Those accords and sanctions were largely pushed through by the US.
Actually, the only program that was "largely pushed...by the US" was the Oil-for-Food Program, as an attempt to counter some of the negative impacts of the sanctions on the Iraqi population--which the UN proceeded to fuck up with its corruption.

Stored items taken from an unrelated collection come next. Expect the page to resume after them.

PR #9849, opened 2022-07-29
Replace instances of dogfood registration with repofile downloads

JacobCallahan:
New dogfood no longer supports the previous registration process. Instead, we will be directly using repofiles for dogfood content.

### DIFF
--- a/robottelo/host_helpers/contenthost_mixins.py
+++ b/robottelo/host_helpers/contenthost_mixins.py
@@ -40,7 +40,27 @@ class VersionedContent:
             'cbrhel': constants.OSCAP_PROFILE[f'cbrhel{self._v_major}'],
         }
 
-    # pull from settings.server.repos???
+    @cached_property
+    def dogfood_repofile(self):
+        from robottelo.config import settings
+
+        if self.__class__.__name__ == 'ContentHost':
+            product = 'tools'
+        else:
+            product = self.__class__.__name__.lower()
+        # this may be also available from self.satellite.version
+        split_ver = self.satellite.version.split('.')
+        if len(split_ver) == 2:
+            split_ver.append('0')
+        sat_ver = '.'.join(split_ver[:3])  # keep only major.minor.patch
+        return (
+            f'{settings.repos.ohsnap_repo_host}/api/releases/'
+            f'{sat_ver}/el{self._v_major}/{product}/repo_file'
+        )
+
+    def download_repofile(self):
+        """Downloads the tools, capsule, or satellite repos on the machine"""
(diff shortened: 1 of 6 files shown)


tests/foreman/destructive/test_katello_certs_check.py
```diff
@@ -117,6 +117,7 @@ def test_positive_install_sat_with_katello_certs(certs_vm_setup):
     result = rhel_vm.subscription_manager_attach_pool([settings.subscription.rhn_poolid])[0]
     for repo in getattr(constants, f"OHSNAP_RHEL{version}_REPOS"):
         rhel_vm.enable_repo(repo, force=True)
+    # What is the purpose of this?
```
JacobCallahan, line 120: @omkarkhatavkar this is a question for you, if you don't mind filling me in on the details.

robottelo/hosts.py
```diff
@@ -1385,6 +1352,12 @@ def get_caller():
             login=login,
         )
 
+    @property
+    def satellite(self):
+        if not self._satellite:
+            return self
+        return self._satellite
+
```
Griffin-Sullivan, line 1360: Where is this being used?

ogajduse: I think that it is not being really used right now. `Satellite` inherits from `Capsule`, if this property would not be present in Satellite class, then with `Satellite().satellite` you would instantiate a new Satellite instance instead of just pointing to `self`.
Is there any other reason, Jake?

JacobCallahan: You're absolutely right! That's precisely what this override is for.

peterdragun (approved):
Thanks, that should help with fixing a lot of tests, including some of mine :+1:

robottelo/host_helpers/contenthost_mixins.py
```diff
@@ -40,7 +40,27 @@ def OSCAP(self):
...
+    @cached_property
+    def dogfood_repofile(self):
+        from robottelo.config import settings
+
+        if self.__class__.__name__ == 'ContentHost':
+            product = 'tools'
+        else:
+            product = self.__class__.__name__.lower()
+        # this may be also available from self.satellite.version
+        split_ver = str(settings.server.version.release).split('.')
```
mshriver, line 52: Seems worth trying to use `self.satellite.version` here instead of reading settings.

robottelo/hosts.py
mshriver: Please add docblock explaining this.

mshriver (approved):

PR #9851, opened 2022-07-29
Update the Sat version fallback to 6.12

JacobCallahan:
After branching, we need to make sure we're falling back to the correct version.

### DIFF
--- a/robottelo/constants/__init__.py
+++ b/robottelo/constants/__init__.py
@@ -15,8 +15,8 @@ class Colored(Box):
 
 
 # This should be updated after each version branch
-SATELLITE_VERSION = "6.11"
-SATELLITE_OS_VERSION = "7"
+SATELLITE_VERSION = "6.12"
+SATELLITE_OS_VERSION = "8"
 
 LOCALES = (
     'ca',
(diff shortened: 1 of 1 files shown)


latran (approved):

robottelo/constants/__init__.py
```diff
@@ -15,7 +15,7 @@ class Colored(Box):
 
 
 # This should be updated after each version branch
-SATELLITE_VERSION = "6.11"
+SATELLITE_VERSION = "6.12"
 SATELLITE_OS_VERSION = "7"
```
latran, line 19: This is supposed to be 8 in 6.12 right?

latran (changes requested):

robottelo/constants/__init__.py
JacobCallahan: oohhhh good catch!

latran (approved):

ogajduse (commented):
@JacobCallahan Do you want to change `constants.REPOS` in this PR? I see Satellite version strings there that are good candidates to be updated too.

Yet again, your knee-jerk, "blame the US for everything" bullshit is wrong again.
“Everybody is a genius. But if you judge a fish by its ability to climb a tree, it will live its whole life believing that it is stupid.”
― Albert Einstein

Doing the popular thing is not always right. Doing the right thing is not always popular
Dilbert_X
The X stands for
+1,817|6392|eXtreme to the maX
No it was a means for letting the world buy Iraqi oil, nothing more.
Fuck Israel
FEOS
Bellicose Yankee Air Pirate
+1,182|6697|'Murka

Dilbert_X wrote:

No it was a means for letting the world buy Iraqi oil, nothing more.
Wrong...yet again.

SOURCE

The Oil-for-Food Programme, established by the United Nations in 1995 (under UN Security Council Resolution 986)[1] and terminated in late 2003, was established with the stated intent to allow Iraq to sell oil on the world market in exchange for food, medicine, and other humanitarian needs for ordinary Iraqi citizens without allowing Iraq to rebuild its military.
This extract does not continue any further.